PR #675, opened 2018-05-09
Documentation typo

ajuric:
Matching the documentation from samtools mpileup and get_query_sequences() method.


AndreasHeger:
Thanks!

PR #705, opened 2018-07-24
[WIP] Re-run import.py with changes from #647

kyleabeauchamp:
To get the ball rolling, I've made an updated version of #647 that applies the `import.py` transformation to all of the vendored files in pysam.  

I ran the following commands:

```
tar -jxvf htslib-1.9.tar.bz2

rm -rf htslib
mv htslib-1.9 htslib
echo '#define HTS_VERSION "1.9"' > htslib/version.h

tar -jxvf samtools-1.9.tar.bz2


rm -rf samtools
python devtools/import.py samtools samtools-1.9/
echo '#define SAMTOOLS_VERSION "1.9"' > samtools/version.h

tar -jxvf bcftools-1.9.tar.bz2

rm -rf bcftools
python devtools/import.py bcftools bcftools-1.9
echo '#define BCFTOOLS_VERSION "1.9"' > bcftools/version.h

# Manually edit pysam/version.py
# Revert a couple of changed files to master
git checkout htslib/htslib.pc.tmp
git checkout bcftools/config.h

# Manually comment out two problematic bam_tview_main lines in samtools/bamtk.c.pysam.c

python setup.py install
```

### DIFF
--- a/bcftools/tabix.c.pysam.c
+++ b/bcftools/tabix.c.pysam.c
@@ -78,7 +78,7 @@ int main_tabix(int argc, char *argv[])
         BGZF *fp;
         s.l = s.m = 0; s.s = 0;
         fp = bgzf_open(argv[optind], "r");
-        while (bgzf_getline(fp, '\n', &s) >= 0) fputs(s.s, bcftools_stdout) & fputc('\n', bcftools_stdout);
+        while (bgzf_getline(fp, '\n', &s) >= 0) fputs(s.s, bcftools_stdout) != EOF && fputc('\n', bcftools_stdout);
         bgzf_close(fp);
         free(s.s);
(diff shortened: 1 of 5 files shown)


kyleabeauchamp:
I haven't thought carefully about whether we need the extra EOF comparison or not.  Nor have I looked at whether this impacts the tests.

kyleabeauchamp:
see also #647

kyleabeauchamp:
OK, looks like Travis passes.  Still need a review.

jmarshall:
> I haven't thought carefully about whether we need the extra EOF comparison or not.

You do, but really this shows what a bad idea it is to try to rewrite this stuff to two function calls when you don't know what the surrounding code looks like.

I'd recommend the approach in #706 to fix this tiny problem instead.

PR #706, opened 2018-07-25
Really fix this import.py fputs != EOF && fputc != EOF madness

jmarshall:
Rather than trying to rewrite a function call as two function calls when we don't really know what the syntax around the call site looks like, rewrite it as a call to our own function.

I haven't actually run this, but assuming the regexp syntax is right you should get the idea. Needs a followup commit to actually run _import.py_ over the freshly imported source code.


jmarshall:
Supercedes #647 and the import.py changes in #705.

kyleabeauchamp:
Thanks @jmarshall , I applied your patch in #707 and regenerated the wrapper C files.

PR #715, opened 2018-07-29
pysam_data: cleaning of generated with_md.sam.gz

smoe:
It is just something one notices when packaging for Debian.


AndreasHeger:
Thanks

PR #737, opened 2018-10-26
Fix bug in get_aligned_pairs

bkohrn:
I  noticed that in pysam 0.15.1, there is a bug with the get_aligned_pairs function when matches_only=True and with_seq=True.  Basically, the read position gets advanced, but the reference position does not.  This fixes that bug, and I believe it won't involve changing any other portions of the code.

### DIFF
--- a/pysam/libcalignedsegment.pyx
+++ b/pysam/libcalignedsegment.pyx
@@ -1952,6 +1952,8 @@ cdef class AlignedSegment:
                     else:
                         for i from pos <= i < pos + l:
                             result.append((None, i))
+                else:
+                    r_idx += l
                 pos += l
 
             elif op == BAM_CHARD_CLIP:


AndreasHeger:
Thanks, apologies for getting back so late with this PR.

I think r_idx, the pointer to the current position in the reference sequence, is only used if with_seq = True, so does not need to be incremented if there is no reference sequence. Basically, r_idx should be incremented after every time it is referenced:

bkohrn:
I think you misunderstand the arguments...from the documentation (https://pysam.readthedocs.io/en/latest/api.html):  

get_aligned_pairs(self, matches_only=False, with_seq=False)
   a list of aligned read (query) and reference positions.  
   For inserts, deletions, skipping either query or reference position may be None.
   Padding is currently not supported and leads to an exception.
   Parameters:   
      matches_only (bool) - If True, only matched bases are returned - no None on either side.
      with_seq (bool) – If True, return a third element in the tuple containing the reference sequence. Substitutions are lower-case. This option requires an MD tag to be present.
   Returns: aligned_pairs
   Return type: list of tuples

I can show this using the following code on the attached file (contains a single read, which has a deletion):  
[Test.bam.zip](https://github.com/pysam-developers/pysam/files/2738648/Test.bam.zip)

```
import pysam
inBam = pysam.AlignmentFile("Test.bam" ,'rb')
for read in inBam:
    if read.has_tag("MD"):
        if "D" in read.cigarstring:
            readMD1 = read.get_aligned_pairs(matches_only=True, with_seq=True)
            readMD2 = read.get_aligned_pairs(matches_only=False, with_seq=True)
            print("read.get_aligned_pairs(matches_only=True, with_seq=True)")
            print(readMD1)
            print()
            print("read.get_aligned_pairs(matches_only=False, with_seq=True)")
            print(readMD2)
```

This excel file has the expanded form of the output, which should be easier to read.  As you can see, although the query positions are filtered correctly, the reference positions (and thus sequence) are not.  
[pysam_problem.xlsx](https://github.com/pysam-developers/pysam/files/2738654/pysam_problem.xlsx)

AndreasHeger:
Thanks for explaining, I see the issue now. I will build a test case and apply the fix.

PR #743, opened 2018-11-16
Update api.rst

liyao001:
When the window is a little bit larger, the original demo may raise error `exit code 139 (interrupted by signal 11: SIGSEGV)`. One assumed reason for this is the garbage collector in python deletes bamfile.pileup (...) while the loop is running and the code goes to empty memory. And to address this problem, the updated demo should be used.
Ref: https://sites.google.com/a/epigenetic.ru/lab-members/kb/it/pysam

### DIFF
--- a/doc/api.rst
+++ b/doc/api.rst
@@ -57,7 +57,10 @@ reads are represented as :class:`~pysam.PileupRead` objects in the
 
     import pysam
     samfile = pysam.AlignmentFile("ex1.bam", "rb" )
-    for pileupcolumn in samfile.pileup("chr1", 100, 120):
+    
+    pileup = bamfile.pileup("chr1", 100, 120)
+
+    for pileupcolumn in pileup:
         print ("\ncoverage at base %s = %s" %
                (pileupcolumn.pos, pileupcolumn.n))
         for pileupread in pileupcolumn.pileups:


AndreasHeger:
Thanks @liyao001 - looks like an issue to me. Do have specific numbers (depth, size of window)? I am not sure the garbage collector will delete an object that is still referenced. Given this happens with large data, I am guessing memory is being allocated, but not checked if allocation was successful.

doc/api.rst
```diff
@@ -57,7 +57,10 @@ reads are represented as :class:`~pysam.PileupRead` objects in the
 
     import pysam
     samfile = pysam.AlignmentFile("ex1.bam", "rb" )
-    for pileupcolumn in samfile.pileup("chr1", 100, 120):
+    
+    pileup = bamfile.pileup("chr1", 100, 120)
```
ExplodingCabbage: This surely isn't what you meant. After the change, you're creating a variable called `samfile` above, but referencing `bamfile` here.

ExplodingCabbage:
After a quick glance, I can't make sense of why this change would alter garbage collector behaviour. It *is* possible for an iterable to be deleted before the end of a `for` loop that's iterating over it, but only if the iterator its `__iter__` returns doesn't hold a reference to the iterable. Example:

```python
class SomeIterable:
    def __del__(self):
        print('Iterable getting deleted')

    def __iter__(self):
        return iter(range(10))

print('Without storing in a variable...')
for el in SomeIterable():
    print(el)

print()

print('With storing in a variable...')
some_iterable = SomeIterable()
for el in some_iterable:
    print(el)
```

However, it looks to me like `pileup()` returns either an `IteratorColumn` or an `IteratorColumnRegion` (which inherits from `IteratorColumn`, thus calling `IteratorColumn.__cinit__` on construction because superclass `__cinit__` constructors are implicitly called in Cython). In `IteratorColumn.__cinit__` we have `self.samfile = samfile`. So there should be a reference to the samfile until the for loop ends. It seems impossible, therefore, for this change to affect garbage collection behaviour (or indeed fix anything in any way).

Am I missing something? @liyao001, are you able to provide a test case demonstrating the error?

**Activity**
Reproduce only the lines from the top of the material through the one bearing "bcftools_stdout) & fputc('\n', bcftools_stdout);", each exactly as it stands.

**Finished exercise**
PR #675, opened 2018-05-09
Documentation typo

ajuric:
Matching the documentation from samtools mpileup and get_query_sequences() method.


AndreasHeger:
Thanks!

PR #705, opened 2018-07-24
[WIP] Re-run import.py with changes from #647

kyleabeauchamp:
To get the ball rolling, I've made an updated version of #647 that applies the `import.py` transformation to all of the vendored files in pysam.  

I ran the following commands:

```
tar -jxvf htslib-1.9.tar.bz2

rm -rf htslib
mv htslib-1.9 htslib
echo '#define HTS_VERSION "1.9"' > htslib/version.h

tar -jxvf samtools-1.9.tar.bz2


rm -rf samtools
python devtools/import.py samtools samtools-1.9/
echo '#define SAMTOOLS_VERSION "1.9"' > samtools/version.h

tar -jxvf bcftools-1.9.tar.bz2

rm -rf bcftools
python devtools/import.py bcftools bcftools-1.9
echo '#define BCFTOOLS_VERSION "1.9"' > bcftools/version.h

# Manually edit pysam/version.py
# Revert a couple of changed files to master
git checkout htslib/htslib.pc.tmp
git checkout bcftools/config.h

# Manually comment out two problematic bam_tview_main lines in samtools/bamtk.c.pysam.c

python setup.py install
```

### DIFF
--- a/bcftools/tabix.c.pysam.c
+++ b/bcftools/tabix.c.pysam.c
@@ -78,7 +78,7 @@ int main_tabix(int argc, char *argv[])
         BGZF *fp;
         s.l = s.m = 0; s.s = 0;
         fp = bgzf_open(argv[optind], "r");
-        while (bgzf_getline(fp, '\n', &s) >= 0) fputs(s.s, bcftools_stdout) & fputc('\n', bcftools_stdout);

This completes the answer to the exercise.